#### Brief:
What lines of the data below hold the string "fresh"? Copy each one out.
------ Dataset records ------
PR #1322, opened 2023-09-19
Ran through the 'Ubuntu from Scratch' procedure using a fresh Ubuntu 22.04.3 LTS VM and took notes on what worked and what didn't.

jvmatl:
Here's a summary of the changes and why

* added 'apt update' before the install -- only _needed_ on a completely fresh VM, but never hurts

* added an install of the virtualenv package, because it is used later but: do you still need it AND python3-venv? I'm assuming it was done that way for a reason.

* changed indentation on the mkdir so it will format correctly

* added `-D ~postgres` to the commands executed as postgres user because the postgres user does not, by default, have permission to read into real user's home directories (at least in 22.04) and so the commands would error out

* change `source <activate>` to `. activate` because the line `sudo -u umap -i` launches `sh`, not `bash`, and `sh` does not recognize the source command. `.` works in either.

* remove the instructions to change STATIC_ROOT and MEDIA_ROOT because they are already defaulted to those values in the current version sample of local.py

* added a notice to change the SECREY_KEY and ADMINS list just because it seemed like a good idea.

Side note: I have not seen any docs anywhere that explains exactly what the secret Key does, or where it is used. It's used a magic variable in the config file.. ?

I am not currently messing with nginx or wsgi, so I can't comment on those parts.

### DIFF
--- a/docs/ubuntu.md
+++ b/docs/ubuntu.md
@@ -76,7 +76,7 @@ you will need to run again this last line.*
 
     nano /etc/umap/umap.conf
 
-* update the SECRET_KEY
+* update the [SECRET_KEY](settings.md#secret_key)
 * update the ADMINS list
 
 ## Create the tables
--- a/docs/ubuntu.md
+++ b/docs/ubuntu.md
@@ -6,13 +6,14 @@ You need sudo grants on this server, and it must be connected to Internet.
 
 ## Install system dependencies
 
-    sudo apt install python3 python3-dev python3-venv wget nginx uwsgi uwsgi-plugin-python3 postgresql gcc postgis libpq-dev
+    sudo apt update
+    sudo apt install python3 python3-dev python3-venv virtualenv wget nginx uwsgi uwsgi-plugin-python3 postgresql gcc postgis libpq-dev
 
 *Note: nginx and uwsgi are not required for local development environment*
 
 ## Create deployment directories:
 
-   sudo mkdir -p /etc/umap
+    sudo mkdir -p /etc/umap
 
 *You can change this path, but then remember to adapt the other steps accordingly.*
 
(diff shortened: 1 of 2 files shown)


davidbgk:
> Side note: I have not seen any docs anywhere that explains exactly what the secret Key does, or where it is used. It's used a magic variable in the config file.. ?

Maybe we should link to that page? Would that help better understand the consequences? https://docs.djangoproject.com/en/4.2/ref/settings/#std:setting-SECRET_KEY

jvmatl:
re: SECRET_KEY, I think it would be good to include the link to the django docs on this page: https://umap-project.readthedocs.io/en/master/settings/

davidbgk:
@jvmatl alright, I created a PR about that issue #1323

jvmatl:
lol. I didn't realize you were going to make another issue - I updated the settings page here. Do you want me to back it out?

docs/ubuntu.md
```diff
@@ -75,12 +76,8 @@ you will need to run again this last line.*
 
     nano /etc/umap/umap.conf
 
-Change the following properties:
-
-```
-STATIC_ROOT = '/srv/umap/var/static'
-MEDIA_ROOT = '/srv/umap/var/data'
-```
+* update the SECRET_KEY
```
davidbgk, line 79:
```suggestion
* update the [SECRET_KEY](settings.md#secret_key)
```

Considering we'll have a better version soon, let's link to it! 😉

jvmatl:
Ugh. I'm sorry, I don't know how to remove that change from the branch (this is my first time trying to fix something directly in github's codespaces, and I don't see a way to revert my prior change to settings.md

davidbgk:
> Ugh. I'm sorry, I don't know how to remove that change from the branch (this is my first time trying to fix something directly in github's codespaces, and I don't see a way to revert my prior change to settings.md

No problem, I took care of it 👍

davidbgk (approved):
Newcomers fresh eyes are the best, thanks!

yohanboniface:
:+1:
------
#### Answer:
Ran through the 'Ubuntu from Scratch' procedure using a fresh Ubuntu 22.04.3 LTS VM and took notes on what worked and what didn't.
* added 'apt update' before the install -- only _needed_ on a completely fresh VM, but never hurts
Newcomers fresh eyes are the best, thanks!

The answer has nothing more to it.